Apesar de pertencer a um Corpo, às vezes sinto-me como um membro amputado. Não sinto aquela sensação de comunidade, de comunhão, com os meus irmãos e com as minhas irmãs em Cristo. Sendo (de certo modo) um elemento isolado, sinto com maior facilidade as visicitudes de viver no mundo enquanto tento não ser dele. Muito dificilmente encontro o apoio e o reforço que vem da vida em comunhão com os que têm uma identidade comum. Qual é a identidade de um Cristão? Não será Cristo? Não somos suposto ser um icone da Palavra de Deus, do Filho muito amado? E no entanto olho à volta e vejo uma identidade estilhaçada, onde cada um a tenta definir conforme a sua vontade. Isto parece-me diabólico, no sentido literal da palavra - os membros dividindo-se, separando-se um dos outros, em vez de manter a união. Talvez não seja só diabólico em sentido literal...
Somos um só Corpo, uma só Igreja. Mas cada igreja deve ser um icone da Igreja única. Na paróquia mais pequena devemos conseguir encontrar todo o rebanho, espalhado por toda a terra. Existe união nas nossas paróquias, existe verdadeira comunhão? Em suma: existe vida nas nossas paróquias? Não consigo responder a esta pergunta. Só posso dizer que reconheço o problema porque faço parte desse problema. Não pertenço a nenhuma paróquia em específico (durante a semana vou à Missa a duas paróquias diferentes dentro da mesma cidade, e ao Domingo vou a outra noutra cidade); sou uma ovelha que vagueia. Não participo na vida das paróquias que frequento (se é que ele chega a existir), não chego a criar laços nem a envolver-me com os demais (pelo menos não na minha cidade). E porquê? A explicação - e é isto de que se trata, um explicação e não uma justificação - é bastante simples: ortodoxia. Tenho dificuldade em encontrar pastores que se "limitem" a dar ao seu rebanho aquilo que lhes foi entregue, sem o adulterar, sem o adoçar, sem o maquilhar, ou até às vezes sem o alterar. A eles foi encumbido a missão de transmitir a Vida; por meio deles a Vida deve chegar até nós e ser cultivada. Será por isso que não há vida nas paróquias? Porque os pastores deixaram de a transmitir? Saliento aqui que por vida nas paróquias não quero dizer vivacidade no sentido superficial, mas algo que vai mais fundo. Reconheço o problema, assim como a minha responsabilidade nesse problema. O que estou a fazer para o resolver?

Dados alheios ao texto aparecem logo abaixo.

PR #17507, opened 2022-08-30
#17399 Temporary falling back ConsoleView switch from checkbox to simple command contribution

### LINKED ISSUE #17399: Console view icon is missing on Linux
### Description

It's impossible to toggle on the console view since the icon is missing.

image

### DBeaver Version

Community 22.1.4

### Operating System

Pop!_OS 22.04

### Database and driver

_No response_

### Steps to reproduce

_No response_

### Additional context

_No response_

E1izabeth:


Matvey16:
I don't think it works as expected now. Because the button is still togglable but it's unknown if it is toggled or not which is very confusing

dbeaver_YgKF2EYlCx

Matvey16:
Verified

Issue #15427, opened 2022-02-08
errors when reading large HANA lobs


kai-morich:
with default settings, lob behavior changes on 10k and 1MB
![image](https://user-images.githubusercontent.com/25850372/153037302-c4eb14af-5089-4265-9828-0a11529bd5f3.png)

this testcase 
```
DROP TABLE l1;
CREATE TABLE l1(i int, c nclob);
INSERT INTO l1 values (1, 'x');

UPDATE l1 SET c = (SELECT c||c FROM l1);
UPDATE l1 SET c = (SELECT c||c FROM l1);
UPDATE l1 SET c = (SELECT c||c FROM l1);
UPDATE l1 SET c = (SELECT c||c FROM l1);
UPDATE l1 SET c = (SELECT c||c FROM l1);
UPDATE l1 SET c = (SELECT c||c FROM l1);
UPDATE l1 SET c = (SELECT c||c FROM l1);
UPDATE l1 SET c = (SELECT c||c FROM l1);
UPDATE l1 SET c = (SELECT c||c FROM l1);
UPDATE l1 SET c = (SELECT c||c FROM l1);
UPDATE l1 SET c = (SELECT c||c FROM l1);
UPDATE l1 SET c = (SELECT c||c FROM l1);
UPDATE l1 SET c = (SELECT c||c FROM l1); 
SELECT LENGTH(c), * FROM l1;  -- 8kB, shown in result table cell
UPDATE l1 SET c = (SELECT c||c FROM l1);
SELECT LENGTH(c), * FROM l1;  -- 16kB, shown in value window
UPDATE l1 SET c = (SELECT c||c FROM l1);
SELECT LENGTH(c), * FROM l1;  -- 32kB, empty value window, no error
UPDATE l1 SET c = (SELECT c||c FROM l1);
UPDATE l1 SET c = (SELECT c||c FROM l1);
UPDATE l1 SET c = (SELECT c||c FROM l1);
UPDATE l1 SET c = (SELECT c||c FROM l1);
UPDATE l1 SET c = (SELECT c||c FROM l1);
SELECT LENGTH(c), * FROM l1;  -- 1MB, fails when opening value window: Error loading text value, IO error while copying content, SAP DBTech JDBC: [1033]: error while parsing protocol: invalid lob locator id (piecewise lob reading)
```
shows no value starting with 32KB and errors starting with 1MB
[...]

PR #17512, opened 2022-08-31
#15427 show warning message for exception on lob reading

LonwoLonwo:
if the context is in auto-commit mode

2022-08-31 14_25_01-DBeaver Ultimate 22 2 0 - MAPS


plugins/org.jkiss.dbeaver.model/src/org/jkiss/dbeaver/model/impl/jdbc/data/JDBCContentLOB.java
```diff
@@ -109,4 +114,15 @@ public DBDValueCloneable cloneValue(DBRProgressMonitor monitor)
 
     protected abstract JDBCContentLOB createNewContent();
 
+    void handleContentReadingException(DBCException e) throws DBCException {
+        DBCTransactionManager transactionManager = DBUtils.getTransactionManager(executionContext);
+        if (!errorMessageIsShown && transactionManager != null && transactionManager.isAutoCommit()) {
+            DBWorkbench.getPlatformUI().showWarningMessageBox(
+                ModelMessages.jdbc_content_view_error_message_title,
+                ModelMessages.jdbc_content_view_error_message_body);
+            errorMessageIsShown = true;
```
ShadelessFox: I don't like that model communicates with UI. This doesn't seem right.

It would be best if you handled exceptions in the UI. See the `ContentPanelEditor` class.

ShadelessFox (changes requested):

PR #17575, opened 2022-09-06
#16626 Fix remote host identifier changed dialog for jsch

### LINKED ISSUE #16626: SSH2 Message about remote host identification chage hides
#### System information: 
- archlinux current
- DBeaver version -  22.0.4.202205022238
- Additional extensions - NO

- Do you use tunnels or proxies (SSH, SOCKS, etc)? - YES

On dBeaver startup if script with connection using ssh is active dBever asks to confirm changed remote host identification. On clicking outside of the SSH message dialog or if other modal dialog (Tip of the day, message about new release etc.) is shown on startup SSH message hides beneath other windows but keeps holding input focus. In that case all GUI becomes locked and there is no way to get back to SSH message dialog to confirm or deny new remote host identification. I think if SSH dialog keeps holding input it must be shown on top and do not hide beneath other windows.

Open dBeaver with script using ssh tunneled connection with changed remote host identification. When SSH message is shown click any dBeaver GUI element outside this message.

E1izabeth:
_**How to check:**_

0. Run DBeaver
1. Choose the database and switch to JSCH in Advanced SSH settings
2. Open some script for the chosen database and enable setting to connect to the database on script opening
3. Turn on Tip of the day
4. Shutdown DBeaver
3. Change a couple of symbols of the key for the host of the chosen database in .ssh/known_hosts file
5. Run DBeaver
6. Wait for the Tip of the day and ssh message about changed host identifier. SSH Message will grab focus.
7. After clicking on the tip of the day modal window the SSH Message window should not be hidden.

### DIFF
--- a/plugins/org.jkiss.dbeaver.net.ssh.ui/src/org/jkiss/dbeaver/ui/net/ssh/SSHUIMessages.properties
+++ b/plugins/org.jkiss.dbeaver.net.ssh.ui/src/org/jkiss/dbeaver/ui/net/ssh/SSHUIMessages.properties
@@ -64,4 +64,4 @@ model_ssh_configurator_variables_hint_label = You can use variables in SSH param
 model_ssh_configurator_ssh_documentation_link = <a>SSH Documentation</a>
 
 jsch_remote_host_identifier_changed_warning_title = SSH Message
-}
+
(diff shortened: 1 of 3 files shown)


plugins/org.jkiss.dbeaver.net.ssh.ui/src/org/jkiss/dbeaver/ui/net/ssh/SSHUIMessages.properties
```diff
@@ -62,3 +62,6 @@ model_ssh_configurator_group_jump_server_checkbox_label = Use jump server
 model_ssh_configurator_variables_hint_label = You can use variables in SSH parameters.
 
 model_ssh_configurator_ssh_documentation_link = <a>SSH Documentation</a>
+
+jsch_remote_host_identifier_changed_warning_title = SSH Message
+}
```
ShadelessFox:
```suggestion
```

ShadelessFox (changes requested):

ShadelessFox (approved):

Matvey16:
Verified

PR #17905, opened 2022-10-12
#17904 Tasks view shows only active project. Task create/edit command…

### LINKED ISSUE #17904: Can't create the new task in some cases
### Description

If I do not select something and just want to create a new task by the context menu pressing on an empty place in the tasks area, I can't.
image

Also we have toolbar with "create new task", "create tasks folder" and "delete". This actions appear when I focus a navigator object, but do nothing and just disappear when I click on this buttons.

https://user-images.githubusercontent.com/28875055/195463847-788f6f23-2904-4573-bf35-e83596f5fe73.mp4

Also I don't think that we need delete toolbar button to be appeared on navigator object click. It's not clear what are we going to delete. Delete should appear only when I click on the task in my opinion.

### DBeaver Version

DBeaver 22.2.2

### Operating System

Windows 10

serge-rider:
…s enablement fix.


uslss:
verifed

PR #17926, opened 2022-10-14
#16570 Show a warning when no task types are available; introduce `standalone` task type flag

### LINKED ISSUE #16570: Can't create tasks without any connections in the project
Tasks can't be created on an empty project without any connections:

image

This is a partially expected behavior since all<sup>1</sup> tasks operate over database objects, but it's not clear what's wrong in this case.

If there are no applicable task types we should display a message describing what's happening.

_<sup>1</sup> The `Shell command` task does not require a connection._

1. Switch to an empty project
2. Attempt to create a task

ShadelessFox:
java_Mm11UopLgD

### DIFF
--- a/plugins/org.jkiss.dbeaver.tasks.ui/src/org/jkiss/dbeaver/tasks/ui/internal/TaskUIMessages.properties
+++ b/plugins/org.jkiss.dbeaver.tasks.ui/src/org/jkiss/dbeaver/tasks/ui/internal/TaskUIMessages.properties
@@ -31,6 +31,7 @@ task_config_wizard_page_task_text_label_name = Name
 task_config_wizard_page_task_control_label_descr = Description
 task_config_wizard_page_task_text_label_task_id = Task ID
 task_config_wizard_page_task_create_folder_label = Task folder
+task_config_wizard_page_task_no_task_types_available = No suitable task types found for the current project.\nTo continue, please create a new connection.
 
 task_config_wizard_stub_title_create_task = Create a task
 task_config_wizard_stub_page_name_void = Void page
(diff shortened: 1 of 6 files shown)


plugins/org.jkiss.dbeaver.tasks.ui/src/org/jkiss/dbeaver/tasks/ui/internal/TaskUIMessages.properties
```diff
@@ -31,6 +31,7 @@ task_config_wizard_page_task_text_label_name = Name
 task_config_wizard_page_task_control_label_descr = Description
 task_config_wizard_page_task_text_label_task_id = Task ID
 task_config_wizard_page_task_create_folder_label = Task folder
+task_config_wizard_page_task_no_task_types_available = No suitable task types found for the current project.\nTo continue, please create a new connection.
```
E1izabeth:
```suggestion
task_config_wizard_page_task_no_task_types_available = No suitable task types found for the current project.\nTo continue please create a new connection.
```

LonwoLonwo (approved):

E1izabeth (approved):

Matvey16:
Create task button disappeared
Expected:
dbeaver_34tVdMjwY0
Actual:
dbeaver_GLsGucsHfK

LonwoLonwo:
@Matvey16 your case is here: https://github.com/dbeaver/dbeaver/issues/17904

Matvey16:
@LonwoLonwo 
@ShadelessFox 
No, I compared it to other builds and this bug is specific to this branch, where those buttons don't appear no matter what. And closing DBeaver and installing any other build immidiately fixes it

dbeaver_5ZR2Ezwc3d

ShadelessFox:
Perhaps this branch is just outdated. I have pulled changes from `devel`, please try again

Matvey16:
Still the same

ShadelessFox:
It's weird. I'm 100% sure that it's not caused by this PR as the changes only affect the task wizard. Can we just assume that everything is ok?

Matvey16:
Verified

PR #17936, opened 2022-10-17
#16205 Append data to existing sheets

### LINKED ISSUE #16205: Improve xlsx files export
The feature added in #15067 allows the user to append exported data to existing file by adding a new sheet into file. We need to add a setting that would allow appending data to the existing sheet instead.
Another improvement is to allow changing default sheet names with templates/variables like we have for file names.

ShadelessFox:
image


E1izabeth (approved):

LonwoLonwo (approved):

Matvey16:
Verified

PR #17937, opened 2022-10-17
dbeaver/dbeaver#16972 fix sqlite recreate ddl

### LINKED ISSUE #16972: SQLite drop column generates bad SQL
Operating system and version: Win Server 2019
DBeaver version: Community 22.1.1.202206261508
Driver class name: org.sqlite.JDBC
Database type: SQLite
SQLite version: 3.36.0

Describe the problem you're observing:

I believe I found some problems with the SQL that DBeaver generates when dropping a column on a table.  The generated scripts do not work in some cases.

These issues are not super-critical as I can edit the scripts DBeaver generates.

----- #1:
SQLite syntax requires that column defaults be delimited by parenthesis.

DBeaver generates this DDL:
```
CREATE TABLE sql_services (
	id_sql_service VARCHAR(16) DEFAULT lower(hex(randomblob(16))) NOT NULL,
	id_credential VARCHAR(16),
	host VARCHAR(256) NOT NULL,
	service_type VARCHAR(5) DEFAULT 'de' NOT NULL,
	instance_name VARCHAR(256) DEFAULT '' NOT NULL,
	port VARCHAR(5) DEFAULT '' NOT NULL,
	added TIMESTAMP DEFAULT strftime('%Y-%m-%d %H:%M:%f', 'now'),
	updated TIMESTAMP DEFAULT strftime('%Y-%m-%d %H:%M:%f', 'now'),
	CONSTRAINT SQL_SERVICES_PK PRIMARY KEY (id_sql_service)
);
```

It should generate (note the parenthesis around the `DEFAULT` expressions):
```
CREATE TABLE sql_services (
	id_sql_service VARCHAR(16) DEFAULT (lower(hex(randomblob(16)))) NOT NULL,
	id_credential VARCHAR(16),
	host VARCHAR(256) NOT NULL,
	service_type VARCHAR(5) DEFAULT ('de') NOT NULL,
	instance_name VARCHAR(256) DEFAULT ('') NOT NULL,
	port VARCHAR(5) DEFAULT ('') NOT NULL,
	added TIMESTAMP DEFAULT (strftime('%Y-%m-%d %H:%M:%f', 'now')),
	updated TIMESTAMP DEFAULT (strftime('%Y-%m-%d %H:%M:%f', 'now')),
	CONSTRAINT SQL_SERVICES_PK PRIMARY KEY (id_sql_service)
);
```

----- #2:
If a PK is defined, DBeaver generates a `create unique index` command.  This command is not needed and generates an error.

`CREATE UNIQUE INDEX sqlite_autoindex_sql_services_1 ON sql_services (id_sql_service);`
==> SQL Error [1]: [SQLITE_ERROR] SQL error or missing database (object name reserved for internal use: sqlite_autoindex_sql_services_1)

----- #3:
If a unique constraint is defined, DBeaver does not generate the code correctly.

SQLite cannot create unique constraints as a separate command.  They must be created when the table is created.

For example:
DBeaver generates this command:
`CREATE UNIQUE INDEX sqlite_autoindex_sql_services_2 ON sql_services (host, service_type, instance_name, id_credential);`
==> SQL Error [1]: [SQLITE_ERROR] SQL error or missing database (object name reserved for internal use: sqlite_autoindex_sql_services_2)

Instead, DBeaver should generate this DDL:
```
create table sql_services (
id_sql_service varchar(16) not null primary key default (lower(hex(randomblob(16))))
,id_credential varchar(16)
...
,latest_check timestamp
,added timestamp default (strftime('%Y-%m-%d %H:%M:%f', 'now'))
,updated timestamp default (strftime('%Y-%m-%d %H:%M:%f', 'now'))
	,unique (host, service_type, instance_name, id_credential) -- <----- right here
);
```

Destrolaric:
Closes #16972 
Fixes issue with incorrect DDL. In the process was found that we have a pretty annoying dependency on the class position in the `CHILD_TYPES` enum, it may require large refactoring in the future.

### DIFF
--- a/plugins/org.jkiss.dbeaver.model/src/org/jkiss/dbeaver/model/impl/sql/edit/struct/SQLTableColumnManager.java
+++ b/plugins/org.jkiss.dbeaver.model/src/org/jkiss/dbeaver/model/impl/sql/edit/struct/SQLTableColumnManager.java
@@ -90,29 +90,7 @@ public abstract class SQLTableColumnManager<OBJECT_TYPE extends DBSEntityAttribu
         NullNotNullModifier.appendModifier(monitor, column, sql, command);
     };
 
-    protected final ColumnModifier<OBJECT_TYPE> DefaultModifier = (monitor, column, sql, command) -> {
-        String defaultValue = CommonUtils.toString(column.getDefaultValue());
-        if (!CommonUtils.isEmpty(defaultValue)) {
-            DBPDataKind dataKind = column.getDataKind();
-            boolean useQuotes = false;//dataKind == DBPDataKind.STRING;
-            if (!defaultValue.startsWith(QUOTE) && !defaultValue.endsWith(QUOTE)) {
-                if (useQuotes && defaultValue.trim().startsWith(QUOTE)) {
-                    useQuotes = false;
-                }
-                if (dataKind == DBPDataKind.DATETIME) {
-                    final char firstChar = defaultValue.trim().charAt(0);
-                    if (!Character.isLetter(firstChar) && firstChar != '(' && firstChar != '[') {
-                        useQuotes = true;
-                    }
-                }
-            }
-
-            sql.append(" DEFAULT "); //$NON-NLS-1$
-            if (useQuotes) sql.append(QUOTE);
-            sql.append(defaultValue);
-            if (useQuotes) sql.append(QUOTE);
-        }
-    };
+    protected ColumnModifier<OBJECT_TYPE> DefaultModifier = new BaseDefaultModifier();
 
     protected ColumnModifier[] getSupportedModifiers(OBJECT_TYPE column, Map<String, Object> options)
     {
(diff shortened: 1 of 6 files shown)


E1izabeth (approved):

E1izabeth:
Maybe it would be better to override this method for `SQLiteTableColumn` manager, but then we need to almost copy paste the code from `SQLTableColumn` manager. So, I'm not sure.

Destrolaric:
> Maybe it would be better to override this method for `SQLiteTableColumn` manager, but then we need to almost copy paste the code from `SQLTableColumn` manager. So, I'm not sure.

Not sure, we only need to add extremely minor part to the query, it will be just excessive

ShadelessFox:
**These** modifications are excessive. Unnecessary abstractions just to avoid copy-pasting only required parts on existing code.

ShadelessFox:
Please create an SQLite-specific implementation of the `ColumnModifier` for the `DEFAULT` modifier with forced parentheses.

LonwoLonwo (approved):

Matvey16:
Verified

plugins/org.jkiss.dbeaver.model/src/org/jkiss/dbeaver/model/impl/sql/edit/struct/SQLTableColumnManager.java
```diff
@@ -307,5 +285,47 @@ public static void addColumnCommentAction(List<DBEPersistAction> actionList, DBS
             "COMMENT ON COLUMN " + DBUtils.getObjectFullName(table, DBPEvaluationContext.DDL) + "." + DBUtils.getQuotedIdentifier(column) +
                 " IS " + SQLUtils.quoteString(column.getDataSource(), CommonUtils.notEmpty(column.getDescription()))));
     }
-}
 
+    protected class GenericDefaultModifier implements ColumnModifier<OBJECT_TYPE> {
```
serge-rider: It is not a Generic driver, it is a base model. Let's use another term.

plugins/org.jkiss.dbeaver.model/src/org/jkiss/dbeaver/model/impl/sql/edit/struct/SQLTableManager.java
```diff
@@ -185,6 +185,12 @@ public DBEPersistAction[] getTableDDL(DBRProgressMonitor monitor, OBJECT_TYPE ta
 
         final DBERegistry editorsRegistry = DBWorkbench.getPlatform().getEditorsRegistry();
         SQLObjectEditor<DBSEntityAttribute, OBJECT_TYPE> tcm = getObjectEditor(editorsRegistry, DBSEntityAttribute.class);
+        /*
```
serge-rider, line 188: It is not just for primary keys, it is for all constraints (primary, unique).
Maybe we should use more precise constraint types here consequently.

plugins/org.jkiss.dbeaver.model/src/org/jkiss/dbeaver/model/impl/sql/edit/struct/SQLTableColumnManager.java
```diff
@@ -90,29 +90,7 @@
...
-                }
-            }
-
-            sql.append(" DEFAULT "); //$NON-NLS-1$
-            if (useQuotes) sql.append(QUOTE);
-            sql.append(defaultValue);
-            if (useQuotes) sql.append(QUOTE);
-        }
-    };
+    protected ColumnModifier<OBJECT_TYPE> DefaultModifier = new BaseDefaultModifier();
```
E1izabeth, line 93:
```suggestion
    protected ColumnModifier<OBJECT_TYPE> defaultModifier = new BaseDefaultModifier();
```

E1izabeth (changes requested):

E1izabeth (approved):

plugins/org.jkiss.dbeaver.model/src/org/jkiss/dbeaver/model/impl/sql/edit/struct/SQLTableColumnManager.java
ShadelessFox: It also should be `final`. Maybe we'll keep it's original name?

E1izabeth: I'm not insist.

PR #17952, opened 2022-10-18
dbeaver/dbeaver#17363 fix ClickhouseSSL

### LINKED ISSUE #17363: Add a Use SSL option for ClickHouse
It would be great if we had a `Use SSL` button on the ClickHouse Connection Page, just like in InfluxDB:

image

Destrolaric:
Closes #17363


E1izabeth:
Does it work both in Team Edition, Community and PRO?
I'm not sure about isDistributed() check

E1izabeth (approved):

Matvey16:
Verified

PR #17956, opened 2022-10-18
dbeaver/dbeaver-ee#2023 use eclipse resource menu to open blobs

Destrolaric:
Closes dbeaver/pro#1202
Now the Eclipse editor selection will pop up instead, where the user can select the required editor. Also, now the user can change associations via Eclipse file associations preference.


E1izabeth (approved):

LonwoLonwo (approved):

Matvey16:
Verified

Issue #8394, opened 2020-04-09
Copy field with type


plotn:
![dbeaver_field_and_type](https://user-images.githubusercontent.com/11477081/78879877-32242c00-7a5d-11ea-96b7-538b02f7c553.png)

There are 2 kinds of copy - "copy" and "full information".
Could you add "copy field + type" - in sql manner:

field1 varchar(X),
field2 int, 
....

?

kseniiaguzeeva:
Thank you for your suggestion.

plotn:
@E1izabeth, could you help me? I am trying to add breakpoint to QueryLogCommandHandler at first line (QueryLogViewer logViewer = getActiveQueryLog(event);) of:

public Object execute(ExecutionEvent event) throws ExecutionException

But this doent work. I guess I was right with this line of code? Other places are caught by debugger as well...

E1izabeth:
Similar request #15659

PR #17959, opened 2022-10-18
#8394 Copy field with type and nn

plotn:
image

image


E1izabeth:
Closes #8394

ShadelessFox (changes requested):
Please reuse code instead of creating two nearly identical generators.

You can create a `protected` method that will tell whether the `NOT NULL` part is required or not and simply override it.

plotn:
> 

done

plugins/org.jkiss.dbeaver.model.sql/src/org/jkiss/dbeaver/model/sql/generator/SQLGeneratorColumnNameTypeNN.java
```diff
@@ -0,0 +1,33 @@
...
+ * See the License for the specific language governing permissions and
+ * limitations under the License.
+ */
+package org.jkiss.dbeaver.model.sql.generator;
+
+import org.jkiss.dbeaver.DBException;
+import org.jkiss.dbeaver.model.runtime.DBRProgressMonitor;
+import org.jkiss.dbeaver.model.struct.DBSEntityAttribute;
+
+public class SQLGeneratorColumnNameTypeNN extends SQLGeneratorColumnNameType {
```
ShadelessFox: And it would be better if this class was called `SQLGeneratorColumnNameTypeNotNull` instead.

Now I have a question, do we really need a separate generator for `NOT NULL`? Can't we do that always when the attribute is required?

plotn: The question is hard enough, but let us face it up. When we need "Name + Type" or something else? Simply - it is useful. When we want to create scripts more quickly. Sometimes we need strict rules, as "not null", other times - not, when we need to load temp data, that looks like existing table, but we not sure about nulls and other checks. 
Dont forget about "default" - i missed it, but not forget )))
What is the purpose of "copy" or "copy full data" in the fieldlist? both are not so convient.

Should I remove one of these? 

PS: Should we use "field type null / field type not null" or "field type / field type not null" ? First looks weird for me, but is more strict by standard. Anyway, we try avoid "field type null" in our database git....

ShadelessFox: I dunno.

It seems like in the future we might end implementing another generator that will have the `DEFAULT` modifier. And then they will multiply endlessly because we will want to have `DEFAULT` with `NOT NULL`, or without, etc.

I think the best solution would be just to include `NOT NULL` by default (if the attribute is indeed "required").

plotn: So we can call a table ddl call - then copy columns, that we need, then remove null / not null modifiers when we need / dont need them, remove default modifier in similar circumstances, remove commas if we need / or not to insert data into table.
We can do all of above.
There is 0 (zero) generators exists for DBSEntityAttribute. 
Is the growth by a two looks too much for them for a 2.5 years of initial ticket life? 
Is there a chance for them to "multiply endlessly" ? 

I dunno )))))

ShadelessFox: Okay, then it seems fine.

ShadelessFox (approved):

E1izabeth (commented):
I'd prefer to choose one of the two provided generators or add NOT NULL if the column has such attribute.

E1izabeth:
Also I'm not sure that we should generate NOT NULL if there is no NOT NULL attribute for the selected column of the source table.

plotn:
> 

I'm adding NN only for real NN fields, sure. Maybe label "name + type + not null" is not quite clear, but I did not invented something better. Anyway, one shoud catch the difference after first use, I think

E1izabeth:
But the both actions are always visible. Am I correctly understand?

plotn:
> But the both actions are always visible. Am I correctly understand?

yes. The idea is:
1. When I need to copy only "field + type", I use first action;
2. When I need to copy "field + type" and modifier "not null" for a required field - I use the second.

E1izabeth:
Well, then if object is not required, these both actions do the same.

So, we could just add to the SQLGeneratorColumnNameType::generateSQL and remove the second action.
```
        if (object.isRequired()) {
            sql.append(" NOT NULL"); //$NON-NLS-1$
        }
```
This way we will get `NOT NULL` for the cases when object is required and will not get it when it's not.

@ShadelessFox what do you think?

plotn:
> So, we could just add ...
> This way we will get `NOT NULL` for the cases when object is required and will not get it when it's not.
> @ShadelessFox what do you think?

Collegues, I understand this, but the design of these generators is slightly different, because of situations, let's see the examples:

1. I need to create function and to add some parameters like some fileds in the existing table. This is often case. I need not NOT NULL modifier whether field is required or not, I need just "p_patam1 type1, p_param2 type2" etc. NB: It could be perfect to specify additional prefix (p_), but maybe in the future.
2. Case 2. I need to copy some fields from existing table to a script (when I construct new table). Then I probably prefer not to loose NN modifier (then I probably will want DEFAULT modifier too, why not).
3. Case 3. I need to create table with similar fields, but without strict rules (e.g. for ETL purposes, etc.). In this case I do not want NN even it exists.

So I offer several combinations to these generators - with or without some parts of them.

E1izabeth (approved):

DariaMarkaryan:
Can't see any new context menu items in columns metadata, also behaviour of old menu items (Copy/Advanced copy) still the same

plotn:
> Can't see any new context menu items in columns metadata, also behaviour of old menu items (Copy/Advanced copy) still the same

I tested with Postgres Database, which database do you use? 
It works only on DBSEntityAttribute (Postgres columns are all DBSEntityAttribute)

DariaMarkaryan:
oh, 'Generate SQL' slipped past me. Now I see your changes. I've been looking for something like 'Copy ...' .-.

Matvey16:
Verified

serge-rider:
I can't say that I like this. It pollutes Generate SQL menu and it is not really convenient. Different people need different DDL in different situations. We can't add all possible cases in the context menu.

Perhaps a better solution would be to extend our Advanced Copy command (ctrl+shift+c). Currently it copies all columns of all selected rows. We can customize it, e.g. by showing popup with a list of columns with checkboxes.

WDYT?

plotn:
Hi!

I think, this work was not started more than two years (from the moment , when issue was approved), and, as a result - i did it myself. I did it the way that I could do. 
Your idea is better, sure, but is more complicated for me and I dont know - will I be able to perform it myself or not.
I think that the fear of polluting "Generate SQL" is exaggregated - there are very few elements, and they do not grow rapidly (they do not grow at all, I'd say).

It is up for you to decide...

plotn:
Column names are so often needed - with comma after each column - and there are two variants - compact (in one line) and common (with \n), so I added this generator

E1izabeth:
Maybe think it's better to do in Advanced Copy -> Copy column names. 
image
image

It has already got a menu where we could add options for columns copy (with type, with not null) along with others which are already exists in the following dialog
image

@serge-rider @ShadelessFox @LonwoLonwo what do you think?

E1izabeth:
@plotn could you move the introduced functionality to this command with additional option in the Options dialog about adding not null modifier?

plotn:
> @plotn could you move the introduced functionality to this command with additional option in the Options dialog about adding not null modifier?

I think I can, but I interpret this only as an addition to my solution, because it can only be done when there is grid with data, mine - is more flexible:
1. From the object tree;
2. From the table definition;
image
image

Please, make a desision - can we implement both - then I will plan further work at this stream

E1izabeth:
Thank you for your reply. We will discuss it soon.

E1izabeth:
@plotn we don't want to add this functionality under `Genetate DDL` command, because it duplicates `Copy column name(s)` functionality.

plotn:
Unfortunately,  this reduses the degree of my involvement. I will try to continue to make PRs and so on, but what I see - my ideas firstly approve, then marinate for an year, then I do them myself, making PR, then new coutntdown starts and lasts...
I think, I'm not enough matured, maybe.

E1izabeth:
Hello, @plotn!

Thanks for your contribution.
Unfortunately, the issue you worked on turns out to be a controversial from the UX side. We have specific life terms for open PR-s and it's been a while since no update here, so I'm closing it. 

If you want to rewrite your PR using the information proposed above, our doors are always open to you.

Best Regards,
DBeaver Team.

PR #17960, opened 2022-10-18
dbeaver/dbeaver-ee#2043 NIO filesystem directory creation/deletion

ShadelessFox:


Matvey16:
@ShadelessFox 
Is the fact that it's impossible to create a folder in root directory intentional?

dbeaver_y3VlByTDvO

dbeaver_y5VrIZ6Txq

ShadelessFox:
Yes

Mas consta que não é assim pelo resto do mundo, pelo menos não de forma tão agravada. Falando com Cristãos de outros países onde eles são uma minoria, eles dão testemunho de uma maior entreajuda, de um maior sentido de pertença, de uma vida mais cheia do Espírito. Será porque vivem, de certa forma, sobre ameaça constante que existe esta comunhão mais perfeita relativamente à nossa do mundo Ocidental? Têm uma identidade comum; têm uma Tradição com a qual não cortaram abruptamente, que os liga ao passado, guiando-os para o que há-de vir, guiando-os para Cristo. Não será isso que nos falta a nós? Diz o adágio "não se sabe para onde se vai se não se sabe de onde se veio", e cada vez mais acredito que isto seja verdade, em todos os aspectos das nossas vidas.

Nosso Senhor Jesus Cristo, Filho de Deus, tende misericórdia de nós e salvai-nos.